If you check `box2d_format`

# OLD (2025.10) — assumed cxcywh for Arrow, ltwh for JSON
cx, cy, w, h = row["box2d"]

# NEW (2026.04) — check metadata
# box2d_format metadata describes the layout; default is still cxcywh for Arrow
cx, cy, w, h = row["box2d"]  # same default, but verify via metadata

If you process LiDAR visualizations

# OLD (2025.10) — projected LiDAR images
depth_image = load("frame_001.lidar.png")
reflect_image = load("frame_001.lidar.jpeg")

# NEW (2026.04) — project from PCD yourself
pcd = load("frame_001.lidar.pcd")
depth_image = project_to_depth(pcd, calibration)

FAQ

Q: Can I read 2026.04 files with old SDK versions?

No. SDK versions prior to 3.0 do not understand the polygon column or the Binary mask type. Update the EdgeFirst Client SDK to version 3.0 or later.

Q: Do I need to migrate all my datasets at once?

No. The EdgeFirst Client SDK 3.0+ reads both 2025.10 and 2026.04 files transparently. Migrate when convenient — there is no deadline.

Q: What happens to raster mask data during migration?

Raster masks (Binary, PNG-encoded) are a new capability in 2026.04. The 2025.10 mask column contained polygon data (NaN-separated List<Float32>), not raster data. Migration moves polygon data to the new polygon column and removes the old mask column. There is no raster data to lose.

Q: Can polygon and mask coexist in the same file?

Yes. A 2026.04 file can have both polygon (vector contours) and mask (raster pixels) columns populated. This supports use cases like panoptic segmentation where instance polygons and semantic raster masks are both needed.

Q: How do I tell if a JSON file is 2025.10 or 2026.04?

Check the top-level structure. 2025.10 JSON files are a bare array [...]. 2026.04 files are an object {"schema_version": "2026.04", "samples": [...]}.

Q: My label_index values changed after re-importing a dataset.

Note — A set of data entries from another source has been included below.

PR #595, opened 2017-01-05
Pass the transaction mode from checkout to the offsite payment form

maciejzgadzaj:


mglaman:
@bojanz we'll need this for the off-site API

PR #598, opened 2017-01-10
Issue #2842256: Provide a getter method for adjusted price of order items

steveoliver:
See https://www.drupal.org/node/2842256.


modules/order/src/Entity/OrderItemInterface.php
```diff
@@ -99,14 +99,22 @@ public function getUnitPrice();
...
    */
   public function getTotalPrice();
 
   /**
+   * Gets the order item total price, with all order item adjustments applied.
+   *
+   * @return @return \Drupal\commerce_price\Price|null
+   *   The order item adjusted total price, or NULL.
+   */
+  public function getTotalAdjustedPrice();
```
bojanz: getAdjustedTotalPrice() sounds better?

No need to change the docblock for total price, that's still the total that people will use.
Instead, we need to explain the adjusted total price, saying that it's for informative use only.
Let's bikeshed it on IRC.

steveoliver:
I agree. Just pushed changes requested, also fixes coding standards fix.

modules/order/tests/src/Kernel/Entity/OrderItemTest.php
```diff
@@ -87,7 +89,6 @@ public function testOrderItem() {
     $order_item->setUnitPrice($unit_price);
     $this->assertEquals($unit_price, $order_item->getUnitPrice());
 
-    $order_item->setQuantity('1');
```
steveoliver: I am removing this setQuantity() call here in order to test Unit / Total prices below (otherwise they would be the same value, and the quantity check is already happening in the test assertions above).

finnef:
Review: The code might need to be aware of non-percentage adjustments on order items. You could have a plain €20 off adjustment. We need to know if the adjustment is a percentage or not, I think.

Edit: Thinking this through it is fine here, but needs to be taken into account when applying adjustments.

bojanz:
The note about knowing if an adjustment is a percentage was resolved in RC2 by https://www.drupal.org/node/2894792

bojanz:
Did a round of cleanup (to account for included adjustments, rounding logic) and committed in 5fcec50d2c23e5cbfb1676e62e81442ea7ed0a6b. Thanks!

PR #600, opened 2017-01-11
Updating Workflow, adding new capture_pending state for bank transfers.

cmcintosh:
This PR adds in a new workflow state, capture_pending.  The idea is that some payment methods like Bank transfers may take a while to complete, so we should have a state that payments can sit in while we wait on a response from the processor. This was based on a brief conversation on IRC with @bojanz


bojanz:
We'll need to expand this PR before committing it, cause we'll need a way for a capture_pending payment to get to capture_complete (manual payment form, or a method that contacts a remote API).

Leaving it for after RC1 once we have more clarity.

bojanz:
Continued in https://www.drupal.org/project/commerce/issues/2988714

PR #602, opened 2017-01-12
Adding condition for Promotions, based on customer role.

cmcintosh:
This PR adds a condition plugin to allow setting a discount based on the order's customer role.


bojanz:
Replaced by https://www.drupal.org/node/2885365
Gave you credit in that issue.

PR #606, opened 2017-01-16
Avoid WSOD when adding a new gateway when no plugins are available

mglaman:
…teway when no gateway plugins are available

### DIFF
--- a/modules/payment/src/Form/PaymentGatewayForm.php
+++ b/modules/payment/src/Form/PaymentGatewayForm.php
@@ -39,6 +39,21 @@ class PaymentGatewayForm extends CommercePluginEntityFormBase {
   /**
    * {@inheritdoc}
    */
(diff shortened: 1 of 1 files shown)


modules/payment/src/Form/PaymentGatewayForm.php
```diff
@@ -39,6 +39,21 @@ public static function create(ContainerInterface $container) {
   /**
    * {@inheritdoc}
    */
+  public function buildForm(array $form, FormStateInterface $form_state) {
+    // Skip building the form if there are no available gateway plugins.
+    if (empty($this->pluginManager->getDefinitions())) {
+      $form['warning'] = [
+        '#markup' => $this->t('No payment gateways are defined'),
```
mglaman: > No payment gateway plugins found. Please install a module which provides one.

PR #608, opened 2017-01-16
Issue #2833780 by mglaman: Cancelled orders that are carts keep havin…

mglaman:
…g products added to them

### DIFF
--- a/modules/cart/src/EventSubscriber/OrderEventSubscriber.php
+++ b/modules/cart/src/EventSubscriber/OrderEventSubscriber.php
@@ -29,7 +29,8 @@ class OrderEventSubscriber implements EventSubscriberInterface {
    * {@inheritdoc}
    */
   public static function getSubscribedEvents() {
-    $events = ['commerce_order.place.pre_transition' => 'finalizeCart'];
+    $events['commerce_order.place.pre_transition'] = 'finalizeCart';
+    $events['commerce_order.cancel.pre_transition'] = 'cancelCart';
     return $events;
   }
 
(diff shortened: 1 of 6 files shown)


modules/cart/tests/src/Kernel/CartOrderCanceledTest.php
```diff
@@ -0,0 +1,139 @@
...
+    $this->variation->save();
+
+    // Create a user to use for orders.
+    $this->user = $this->createUser();
+  }
+
+  /**
+   * Tests that a draft order is no longer a cart once placed.
+   */
+  public function testCartOrderPlaced() {
```
bojanz: Wrong method name and docblock.

modules/cart/tests/src/Kernel/CartOrderCanceledTest.php
```diff
@@ -0,0 +1,139 @@
+<?php
+
+namespace Drupal\Tests\commerce_cart\Kernel;
+
+use Drupal\Component\Render\FormattableMarkup;
+use Drupal\Tests\commerce\Kernel\CommerceKernelTestBase;
+
+/**
+ * Tests the unsetting of the cart flag when order is canceled.
```
bojanz: when *the* order is canceled.

modules/cart/src/EventSubscriber/OrderEventSubscriber.php
```diff
@@ -46,4 +47,17 @@ public function finalizeCart(WorkflowTransitionEvent $event) {
     }
   }
 
+  /**
+   * Finalizes the cart when the order is cancelled.
```
bojanz: "cancelled" should be "canceled" to avoid making the bald eagle'sad?

modules/cart/src/EventSubscriber/OrderEventSubscriber.php
```diff
@@ -46,4 +47,17 @@ public function finalizeCart(WorkflowTransitionEvent $event) {
...
+   *
+   * @param \Drupal\state_machine\Event\WorkflowTransitionEvent $event
+   *   The workflow transition event.
+   */
+  public function cancelCart(WorkflowTransitionEvent $event) {
+    $order = $event->getEntity();
+    if ($order->cart->value == TRUE) {
+      $this->cartProvider->finalizeCart($order, FALSE);
```
bojanz: This is wrong, because finalizeCart adds the cart ID to the completed carts list in the session.
I guess CartProvider needs a cancelCart as well.

bojanz:
Committed the final version in 8f1e82977037238b31b970425932c5e459fad0e1.

PR #609, opened 2017-01-18
#2842356 Rethink the default order number generation

agoradesign:
see https://www.drupal.org/node/2842356


modules/order/src/EventSubscriber/OrderNumberSubscriber.php
```diff
@@ -0,0 +1,34 @@
...
+use Symfony\Component\EventDispatcher\EventSubscriberInterface;
+
+class OrderNumberSubscriber implements EventSubscriberInterface {
+
+  /**
+   * {@inheritdoc}
+   */
+  public static function getSubscribedEvents() {
+    $events = [
+      'commerce_order.place.pre_transition' => ['setOrderNumber', -100],
```
mglaman, line 21: We'll want to document this, considering it's on event level priority and not resolving like our normal cases.

bojanz:
Added the docs that @mglaman wanted and committed!

PR #610, opened 2017-01-20
Add payment logging

maciejzgadzaj:
See https://www.drupal.org/node/2845321

### DIFF
--- a/modules/log/src/EventSubscriber/PaymentEventSubscriber.php
+++ b/modules/log/src/EventSubscriber/PaymentEventSubscriber.php
@@ -167,6 +167,7 @@ class PaymentEventSubscriber implements EventSubscriberInterface {
     $payment = $event->getPayment();
     $this->logStorage->generate($payment, 'payment_partially_captured', [
       'payment_remote_id' => $payment->getRemoteId(),
+      'captured_amount' => $event->getAmount(),
     ])->save();
   }
 
@@ -193,6 +194,7 @@ class PaymentEventSubscriber implements EventSubscriberInterface {
     $payment = $event->getPayment();
     $this->logStorage->generate($payment, 'payment_partially_refunded', [
       'payment_remote_id' => $payment->getRemoteId(),
+      'refunded_amount' => $event->getAmount(),
     ])->save();
   }
 
--- a/modules/log/src/EventSubscriber/PaymentEventSubscriber.php
+++ b/modules/log/src/EventSubscriber/PaymentEventSubscriber.php
@@ -2,6 +2,9 @@
 
 namespace Drupal\commerce_log\EventSubscriber;
 
+use Drupal\commerce_payment\Entity\PaymentInterface;
+use Drupal\commerce_payment\Event\PaymentEvent;
+use Drupal\commerce_payment\Event\PaymentEvents;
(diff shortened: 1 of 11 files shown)


maciejzgadzaj:
Result:

- with full captures/refunds:

order-activity-log-full

- with partial captures/refunds:

order-activity-log

heddn (changes requested):
I think the events that were added are a duplicate of the already added ones provided by state_machine. No need to add the Event and Events classes. I'll do a quick review of the rest of the patch as well.

modules/log/src/EventSubscriber/PaymentEventSubscriber.php
```diff
@@ -0,0 +1,214 @@
...
+  }
+
+  /**
+   * Creates a log when a payment is authorized.
+   *
+   * @param \Drupal\state_machine\Event\WorkflowTransitionEvent $event
+   *   The transition event.
+   */
+  public function onAuthorizeTransition(WorkflowTransitionEvent $event) {
+    $this->dispatch(PaymentEvents::PAYMENT_AUTHORIZED, $event->getEntity());
```
heddn, line 59: Shouldn't this log?

modules/log/src/EventSubscriber/PaymentEventSubscriber.php
```diff
@@ -0,0 +1,214 @@
...
+  }
+
+  /**
+   * Creates a log when a payment is voided.
+   *
+   * @param \Drupal\state_machine\Event\WorkflowTransitionEvent $event
+   *   The transition event.
+   */
+  public function onVoidTransition(WorkflowTransitionEvent $event) {
+    $this->dispatch(PaymentEvents::PAYMENT_VOIDED, $event->getEntity());
```
heddn, line 69: Why no logging?

modules/log/src/EventSubscriber/PaymentEventSubscriber.php
```diff
@@ -0,0 +1,214 @@
...
+  }
+
+  /**
+   * Creates a log when a payment is expired.
+   *
+   * @param \Drupal\state_machine\Event\WorkflowTransitionEvent $event
+   *   The transition event.
+   */
+  public function onExpireTransition(WorkflowTransitionEvent $event) {
+    $this->dispatch(PaymentEvents::PAYMENT_EXPIRED, $event->getEntity());
```
heddn, line 79: And on through the rest of this subscriber...

modules/payment/src/Entity/Payment.php
```diff
@@ -24,6 +24,7 @@
  *   bundle_plugin_type = "commerce_payment_type",
  *   handlers = {
  *     "access" = "Drupal\commerce_payment\PaymentAccessControlHandler",
+ *     "event" = "Drupal\commerce_payment\Event\PaymentEvent",
```
heddn, line 27: I don't think this is necessary if we state_machine

heddn (changes requested):

modules/payment/src/Entity/Payment.php
mglaman: It is, because payments do not use transitions.

mglaman:
Closing for #797. Will make sure issues credits correct on D.o issue.

PR #804, opened 2017-09-22
Issue #2856586: order paid in full event

jackbravo:
This fixes issue #2856586: order paid in full event. It depends on [PR 786](https://github.com/drupalcommerce/commerce/pull/786): add $order->getBalance().


jackbravo:
This latest push failed only on PHP 5.5 and in a javascript test, so I would think that the patch is clean.

bojanz:
Continued on the issue.

PR #805, opened 2017-09-22
Issue #2910937 by rgpublic, facine: Checkout shows payment methods which cannot be reused

facine:


bojanz:
The parent issue was closed and fixed elsewhere.

PR #807, opened 2017-09-29
Issue 2904629: fix CartOrderPlacedTest uses two different users for c…

p4trizio:
related to issue https://www.drupal.org/node/2904629


mglaman:
@bojanz did a review. Looks good. Our test was broken. This fixes it. Luckily tests still pass. 😥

Is that expected?

Yes, if you are importing a file that was created with the 2025.10 SDK. The 2025.10 SDK assigned label_index values using alphabetical ordering of category names (0-based, contiguous). The 2026.04 SDK preserves the original source category_id as label_index (non-contiguous, may not start at 0). Both are valid; the 2026.04 behavior is correct for round-trip fidelity with COCO and LVIS datasets.

Q: Does the COCO importer support LVIS annotations?

Yes. The COCO format importer (--format coco) handles LVIS extensions automatically. LVIS-specific fields (neg_category_ids, not_exhaustive_category_ids, category frequency/synset/synonyms/def) are parsed when present and mapped to the corresponding EdgeFirst columns and file-level metadata. No separate LVIS mode is needed.

Q: What are neg_label_indices and not_exhaustive_label_indices?

These are LVIS-specific sample-level columns that support the LVIS federated annotation evaluation protocol. neg_label_indices lists categories confirmed absent from an image (valid false positives). not_exhaustive_label_indices lists categories with potentially incomplete annotation (unmatched predictions are ignored). Both reference label_index values. They are optional and absent from non-LVIS datasets.